**Task input:**

..........

PR #422, opened 2026-05-13
drive9 add journal logic

qiffang:
## Summary by CodeRabbit

* **New Features**
  * Added `journal` CLI command with subcommands: `new` (create journals), `append` (add entries), `cat` (read entries), `find` (search), and `verify` (validate integrity).
  * Added HTTP API endpoints for journal creation, entry appending, reading, searching with filters, and verification.
  * Implemented idempotent append operations and hash-chain verification for journal integrity.

* **Documentation**
  * Added comprehensive agent journal design specification.

* **Tests**
  * Added end-to-end smoke tests for journal operations.

[Review Change Stack](https://app.coderabbit.ai/change-stack/mem9-ai/drive9/pull/422)


qiffang (commented):
## PR #422 Review — Journal Logic

**Reviewer**: @dat9-dev1 (Dev Leader)
**Head**: `710ead5`
**Verdict**: 🟡 **REVISE** (2 blocking, 4 non-blocking)

---

### Architecture Overview

Well-designed append-only journal primitive with clean layering:
- `pkg/journal` — shared types, canonicalization, hash chain
- `pkg/datastore` — TiDB persistence, idempotent create/append, verification
- `pkg/server` — HTTP handlers, HMAC cursor, permission model
- `pkg/client` — SDK with NDJSON streaming
- `cmd/drive9/cli` — Unix-friendly CLI (`new|append|cat|find|verify`)
- `docs/design/agent-journal-design.md` — 2272-line design spec

The hash chain (genesis → entry_hash chaining via prev_hash) with SHA-256 canonical JSON is solid. Idempotency via `journal_append_requests` + `create_hash` is correctly implemented. Source trust enforcement (untrusted clients cannot claim `gateway_observed`) is a good design.

---

### 🔴 B1 — `CanonicalJSONRaw` does NOT produce deterministic output (BLOCKING)

`journal.MarshalCanonical()` calls `json.Marshal(v)` then `CanonicalJSONRaw()`, which round-trips through `json.NewDecoder().Decode(&v)` + `json.Marshal(v)`. But Go's `json.Marshal` does **not** guarantee deterministic key ordering for `map[string]any` — it sorts top-level keys, but nested values decoded from `any` can be `map[string]interface{}` whose iteration order is non-deterministic.

For the hash chain to be verifiable, `EntryHash()` and `CreateHash()` must produce identical bytes on every call with the same input. The current implementation works by coincidence (Go's `encoding/json` happens to sort map keys), but:

1. The `UseNumber()` decoder preserves number precision, but the re-marshal step may format numbers differently than the original (e.g., `1.0` vs `1` vs `1E0`).
2. If any nested `any` value is a `json.Number` that round-trips differently, the hash changes.

**Risk**: Hash chain verification failure on replay with different Go versions or JSON encoding behavior.

**Fix**: Either (a) use a proper canonical JSON library (RFC 8785 / JCS), or (b) document that Go `encoding/json` map key sorting IS the canonical form and add a regression test that verifies determinism across a set of tricky inputs (nested maps, numbers, unicode, null vs empty).

---

### 🔴 B2 — `AppendJournalEntries` double-read of `journal_append_requests` outside and inside transaction (BLOCKING)

In `pkg/datastore/journal.go` lines 3622–3650, the append path does:
1. First `selectAppendRequestTx` **before** `selectJournalTx` (line 3623)
2. Then `selectJournalTx` with `FOR UPDATE` (line 3634)
3. Then **another** `selectAppendRequestTx` (line 3641)

The first check at line 3623 runs inside the transaction but before the `FOR UPDATE` lock on the journal row. In TiDB pessimistic mode, this means the first read may see stale data (snapshot read) — the `FOR UPDATE` at line 3634 establishes the lock. If a concurrent append with the same `append_id` but different payload commits between the first read and the `FOR UPDATE`, the first check would return `ErrNotFound` (stale), and the second check (line 3641) would correctly catch it.

The first check is a **performance optimization** (fast path to skip the `FOR UPDATE` lock for replayed requests), but it creates confusion about correctness. If it reads stale data, it falls through to the `FOR UPDATE` path, which is correct — but if it reads committed data that then gets rolled back (TiDB SI anomaly), it could return success with stale `firstSeq`/`lastSeq`.

**Fix**: Remove the first `selectAppendRequestTx` before the `FOR UPDATE` lock, or move it outside the `InTx` entirely as a non-transactional fast-path with explicit fallthrough to the full transaction. The current placement inside the tx but before the `FOR UPDATE` gets the worst of both worlds.

---

### 🟡 N1 — `journal cat -f` uses `time.Sleep(time.Second)` busy-polling

`JournalCat` with `--follow` does `time.Sleep(time.Second)` in a tight loop (line 213). This is fine for Phase 1 but:
- No context cancellation check — Ctrl+C won't exit during the sleep
- No exponential backoff when no new entries arrive

Consider: `select { case <-ctx.Done(): return ctx.Err(); case <-time.After(pollInterval): }` and passing `context.Background()` → `signal.NotifyContext`.

---

### 🟡 N2 — `VerifyJournal` reads ALL entries via `ListJournalEntries` with `MaxLimit=1000` pages

For a journal with millions of entries, `VerifyJournal` will issue many sequential `SELECT ... LIMIT 1000` queries. This is acceptable for Phase 1 but should be documented as an O(N) full-scan operation. Consider adding a `--limit` or `--mode=head-only` flag for quick verification that just checks the head hash matches.

---

### 🟡 N3 — Entry search requires an anchor filter, but error message could be clearer

`hasJournalEntrySearchAnchor` (line 6951) rejects unfiltered entry searches with `"entry search requires type, status, actor, subject, or metadata filter"`. This is good for preventing full table scans, but the `--kind` filter alone triggers journal-level search, not entry search — this implicit mode switching could surprise users. Consider documenting this in the design spec or CLI help.

---

### 🟡 N4 — `nullJSON` treats `"null"` string as nil

```go
func nullJSON(raw []byte) interface{} {
    if len(raw) == 0 || string(raw) == "null" {
        return nil
    }
    return string(raw)
}
```

This means a `summary` containing the literal JSON value `null` is stored as SQL NULL, which round-trips as `nil` (no summary). This is probably intentional but should be documented — `null` summary and absent summary are the same thing.

---

### ✅ Positives

1. **Idempotency design is solid** — `create_hash` for journal create, `request_hash` + `append_id` for appends, with proper conflict detection.
2. **Source trust enforcement** — untrusted CLI writers cannot claim `gateway_observed` or `server_observed`. Permission model via scoped JWT claims is clean.
3. **Verify includes projection checks** — label hash verification, subject hash verification, and entry hash chain verification in a single pass.
4. **HMAC-signed cursors with TTL** — cursor includes query hash binding, tenant isolation, and expiry. Prevents cross-tenant cursor injection.
5. **Test coverage is excellent** — 586 lines datastore tests, 567 lines server tests, 131 lines journal package tests, 92 lines client tests, 195 lines e2e smoke test. Covers concurrent create, idempotency conflict, source trust, projection corruption detection, label pagination, permission enforcement.
6. **Design doc is thorough** — 2272 lines covering all concepts, CLI spec, filesystem projection, schema, integrity model, and non-goals.
7. **Schema has proper indexes** for all query patterns (type+observed, status+observed, actor+observed, subject hash, label hash).
8. **Dual PostgreSQL/TiDB schema** — `JournalDB9SchemaStatements` and `JournalTiDBSchemaStatements` kept structurally aligned.

---

### Summary

The journal feature is well-architected with strong integrity guarantees. The two blocking issues are:
- **B1**: Hash canonicalization must be provably deterministic — add regression tests or use JCS
- **B2**: Remove or relocate the pre-`FOR UPDATE` idempotency check to avoid confusion

After addressing these, this is GREEN.

qiffang:
**PR #422 review — head `710ead5`**: ❌ **REVISE** — 3 blockers, 5 issues

---

## B1 — Branch is stale: will revert PR #417, #418, #420 on merge (BLOCKER)

The branch forks from `260b09e`, which predates three merged PRs on `main`:
- `43be083` — Optimize FUSE handle hot paths (#417)
- `b650777` — Split-table refactor with POSIX permissions (#418)
- `eafdaf2` — Optimize delete performance (#420)

The diff shows 5,442 deletions, but most are **implicit reverts** of these PRs:
- Deletes `pkg/datastore/content.go`, `inode.go`, `semantic.go` (PR #418 split tables)
- Deletes `pkg/migrate/split_tables.go` + tests (PR #418 online migration)
- Reverts `EnsureParentDirs` to the pre-#418 version (no deterministic inode ID, no deadlock retry) — re-introduces the orphan inode race condition we just fixed
- Removes `File.Mode`, `NodeWithFile.HasMode`, `NodeWithFile.Mode` (PR #418 POSIX permissions)
- Removes `Store.useLegacyFiles`, `detectLegacyFiles` (PR #418 dual-write)
- Removes `open_handles.go`, `writeback.go`, FUSE chmod (PR #417/418 features)
- Removes `handleChmod`, `handleCreate`, `?kind=file|dir` delete (PR #418 API)

**Must rebase onto current `main` and resolve conflicts before review is meaningful.** The actual journal additions cannot be assessed in isolation when the diff is dominated by unintended reverts.

---

## B2 — `AppendResponse.Idempotent` is always `true` (BLOCKER)

Both the fresh-append path and the idempotent-replay path set `Idempotent: true`. Callers cannot distinguish "your entries were just written" from "your entries were already written earlier". Fresh appends should set `Idempotent: false`.

---

## B3 — `DeleteEmptyDir` drops context propagation (BLOCKER)

`tx.QueryRow(...)` and `tx.Exec(...)` replaced `tx.QueryRowContext(ctx, ...)` and `tx.ExecContext(ctx, ...)`. Context cancellation and tracing no longer propagate to the database driver.

---

## I1 — `VerifyJournal` loads all entries in MaxLimit pages — unbounded for large journals

`VerifyJournal` paginates with `MaxLimit=1000` but has no upper bound on total entries. For a journal with millions of entries this is an unbounded server-side scan. Consider a configurable max-entries cap or timeout.

---

## I2 — Idempotent `selectAppendRequestTx` called twice inside `InTx`

In `AppendJournalEntries`, `selectAppendRequestTx` is called once before the `FOR UPDATE` lock, then again inside it. The first call is outside the serializable window. This is correct but wasteful — remove the second call or document the first as a fast-path optimization.

---

## I3 — `NormalizeCreateRequest` rejects non-`self_reported` source

`NormalizeCreateRequest` hard-rejects any `source != SourceSelf`, but defaults empty to `SourceSelf`. This makes the `source` field on `CreateRequest` effectively useless — should be documented or removed from the type.

---

## I4 — Token `JournalPermissions` defaults to owner-all when empty

`journalPermissionsFromClaims` returns all permissions when `claims.JournalPermissions` is empty. Every existing token gets full journal admin access with no opt-in. Consider requiring explicit grants or documenting this as intentional.

---

## I5 — Missing test: closed journal append rejection

`ErrJournalClosed` and `current.ClosedAt != nil` check exist in code, but no test exercises a closed journal rejecting appends. There's also no API endpoint to close a journal.

---

**Summary**: Rebase onto current main (B1) is the prerequisite for further review. B2 and B3 are correctness bugs. I1-I5 are design/completeness issues.

qiffang:
PR #422 review at head `710ead5` — **REVISE**.

Blocking findings:

1. **The PR is stale and not mergeable against current `main`.** GitHub reports `mergeable=CONFLICTING`; a local merge leaves `pkg/server/server.go` unmerged. More importantly, `git diff origin/main..HEAD` shows `110 files changed, 8251 insertions, 8510 deletions`, including deletes/reverts of recently merged foundations such as PR #418 split-table files (`pkg/datastore/content.go`, `pkg/datastore/inode.go`, `pkg/datastore/semantic.go`, `pkg/migrate/split_tables.go`) and PR #419 ObjectGC/hash files (`pkg/backend/object_gc.go`, `pkg/datastore/storage_ref_hash.go`). Rebase onto current `main` and resolve conflicts while preserving PR #417/#418/#419/#420 invariants before this can be considered mergeable.

2. **The hash canonicalization does not meet the design contract.** `pkg/journal/journal.go` currently implements `MarshalCanonical` / `CanonicalJSONRaw` by decoding to `any` and re-marshalling with Go `encoding/json`. Go map key sorting is deterministic, but this is not the canonical form promised in `docs/design/agent-journal-design.md`: it does not normalize UTF-8 strings to NFC and it preserves numeric lexical differences through `json.Number` (`1` vs `1.0`). That means semantically identical normalized evidence from different clients can produce different `request_hash` / `entry_hash`, causing idempotency conflicts or non-portable verification. Either implement/lock down an explicit canonical JSON algorithm with tests for nested maps, Unicode normalization, and numeric normalization, or narrow the design doc to the exact Go-only canonicalization semantics.

Non-blocking issues to address or explicitly defer:

- `VerifyJournal` is intentionally O(entries), but the API has no request cap beyond context cancellation. The design doc calls out large-journal checkpoints; until seals/checkpoints exist, document this endpoint as investigation-only and bounded by caller/server timeout.
- `AppendJournalEntries` performs `selectAppendRequestTx` before and after the journal row lock. This is safe because of the second check, but the first read is only a fast path; add a short comment or remove it to avoid future edits treating it as the serialization check.
- Legacy owner tokens get `journal:admin`, and `journal:admin` includes source-elevation permissions. The design doc says this is intentional for legacy owner credentials, but the security boundary is important: ordinary agent/service credentials must be minted with explicit scoped `journal_permissions`, not owner tokens, if `gateway_observed` / `server_observed` evidence is meant to be trusted.
- There is no regression for closed journals rejecting appends even though the datastore has `ErrJournalClosed` and the append path checks `ClosedAt`. Add one when close/seal support lands, or add a direct datastore test now if closed rows can already exist.

Validation I ran on the current head:

- `/usr/local/go/bin/go test -c ./pkg/... ./cmd/...` passed
- `/usr/local/go/bin/go test ./pkg/journal ./pkg/client ./cmd/drive9/cli -count=1` passed for `pkg/journal` and CLI; `pkg/client` is blocked locally by the existing `rootless Docker not found` testcontainers dependency
- `/usr/local/go/bin/go vet ./pkg/journal ./pkg/datastore ./pkg/server ./pkg/client ./cmd/drive9/cli` passed

Rebase/conflict resolution is the first required step; after that the journal logic needs another full review on the integrated diff.

qiffang (commented):
## PR #422 Re-Review — Journal Logic (v2)

**Reviewer**: @dat9-dev1 (Dev Leader)
**Head**: `c08a119`
**Previous**: `710ead5` (REVISE, 2 blocking)
**Verdict**: 🟢 **GREEN**

---

### B1 (Canonical JSON determinism) — ✅ FIXED

New `writeCanonicalJSON()` is a proper recursive canonical writer:
- Explicit `sort.Strings(keys)` for map key ordering at every nesting level
- `json.Number` preserved as-is via `x.String()` — no round-trip formatting drift
- All JSON types handled explicitly with `default` returning error for unsupported types
- Regression test `TestCanonicalJSONRawIsDeterministicForNestedObjects` verifies identical output for differently-ordered inputs, repeated 20 times

This is correct and sufficient for Phase 1 integrity guarantees.

### B2 (Double-read before FOR UPDATE) — ✅ FIXED

Append path now has clean transaction flow:
1. `selectJournalTx` with `FOR UPDATE` (establishes lock)
2. `ClosedAt` check
3. Single `selectAppendRequestTx` (after lock, no stale reads)
4. Insert entries + update head

No pre-lock idempotency check remains. Clean and correct.

### Additional improvement: `Idempotent` semantics

Fresh appends now return `Idempotent: false`, replayed appends return `true`. Good semantic distinction for callers.

### Previous non-blocking items (N1-N4)

All acknowledged as Phase 1 acceptable. No changes required.

### Conclusion

Both blocking issues resolved correctly. Architecture, tests, and integrity model are solid. GREEN.

qiffang:
Implemented the PR #422 review/comment fixes and conflict resolution on `add-journal`.

Current head: `d5f1ab6`

What changed:
- Merged latest `main` and resolved the server conflict without reverting PR #417/#418/#419/#420 foundations.
- Fixed append response semantics: fresh appends return `idempotent: false`; replayed idempotent requests return `idempotent: true`.
- Removed the pre-lock idempotency read; append idempotency is now checked after locking the journal row.
- Replaced canonical JSON hashing with an explicit deterministic canonical writer and added nested-object regression coverage.
- Added closed-journal append rejection coverage.
- Updated the design doc for canonical JSON, create-source semantics, and append idempotency behavior.
- Fixed the CI lint issue in `VerifyJournal`.

Validation:
- GitHub `ci`: SUCCESS
- GitHub `drive9-server-local e2e smoke`: SUCCESS
- CodeRabbit: SUCCESS
- Local: targeted journal/cmd/CLI tests, `go test ./pkg/fuse`, compile gate, package vet, `make lint`, `git diff --check`

Local `pkg/client` runtime tests remain blocked by the existing rootless Docker/testcontainers limitation on this machine.

qiffang:
**Re-review at head `d5f1ab6`**: ✅ **GREEN**

All 3 blockers from my initial review are resolved:

- **B1** ✓ — Rebased onto current main (`b650777`). No more implicit reverts of PR #417/#418/#420. Diff is now pure journal additions (10.7k+/161-).
- **B2** ✓ — Fresh append `Idempotent: false`, idempotent replay `Idempotent: true`. Test updated with explicit assertions for both paths.
- **B3** ✓ — `DeleteEmptyDir` context propagation restored via main merge.

Additional fixes:
- I2 ✓ — Removed duplicate pre-lock `selectAppendRequestTx` call
- I5 ✓ — `TestAppendJournalRejectsClosedJournal` added
- Deterministic canonical JSON ✓ — `writeCanonicalJSON` with recursive sorted-key output + nested object regression test

**Remaining non-blocking items** (can be addressed in follow-up):
- I1: `VerifyJournal` unbounded scan for large journals
- I3: `CreateRequest.Source` field effectively dead
- I4: Token `JournalPermissions` defaults to owner-all when empty

CI: all green.

qiffang:
PR #422 re-review at head `d5f1ab6` — **GREEN**.

I re-reviewed the integrated diff after the conflict/comment fixes.

Verified:

- PR is now mergeable against current `main`; `git merge-tree` reports no conflict markers, and `git diff origin/main...HEAD` is back to the expected journal-only surface instead of implicit reverts of #417/#418/#419/#420.
- Fresh append now returns `idempotent=false`; idempotent replay returns `idempotent=true`, with datastore/server assertions updated.
- The duplicate pre-lock idempotency read was removed; append checks `journal_append_requests` after the journal row serialization point.
- Canonical JSON is now an explicit server-defined Phase 1 format: recursive sorted object keys, preserved arrays, preserved valid JSON number tokens, no insignificant whitespace. The design doc matches the implementation, and nested-object determinism is covered by regression tests.
- Closed journal append rejection is covered.
- The main-merge restored `DeleteEmptyDir` context propagation.
- Journal schema is included in TiDB app/auto and db9 schema paths without dropping split-table/ObjectGC changes from current main.

Validation run locally:

- `/usr/local/go/bin/go test ./pkg/journal ./cmd/drive9/cli ./cmd/drive9 -run 'Journal|Main' -count=1`
- `/usr/local/go/bin/go vet ./pkg/journal ./pkg/datastore ./pkg/server ./pkg/client ./cmd/drive9/cli`

`pkg/server` runtime package tests are still locally blocked by the existing `rootless Docker not found` testcontainers setup, but GitHub `ci`, local e2e smoke, and CodeRabbit are green.

Non-blocking follow-ups still worth tracking:

- `VerifyJournal` is O(entries) until seals/checkpoints exist; keep it documented as investigation-oriented and bounded by timeout.
- `CreateRequest.Source` is intentionally Phase-1 self-reported only; if kept in the API shape, the docs should remain explicit that stronger source evidence belongs on append entries.
- Legacy owner tokens map to `journal:admin`, including source elevation; production trusted-evidence writers should use explicit least-privilege `journal_permissions` tokens.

..........

Return, exactly, the lines from the first line of the records above to the line containing "filters, and verification.", both included.

**Output of the exercise:**
PR #422, opened 2026-05-13
drive9 add journal logic

qiffang:
## Summary by CodeRabbit

* **New Features**
  * Added `journal` CLI command with subcommands: `new` (create journals), `append` (add entries), `cat` (read entries), `find` (search), and `verify` (validate integrity).
  * Added HTTP API endpoints for journal creation, entry appending, reading, searching with filters, and verification.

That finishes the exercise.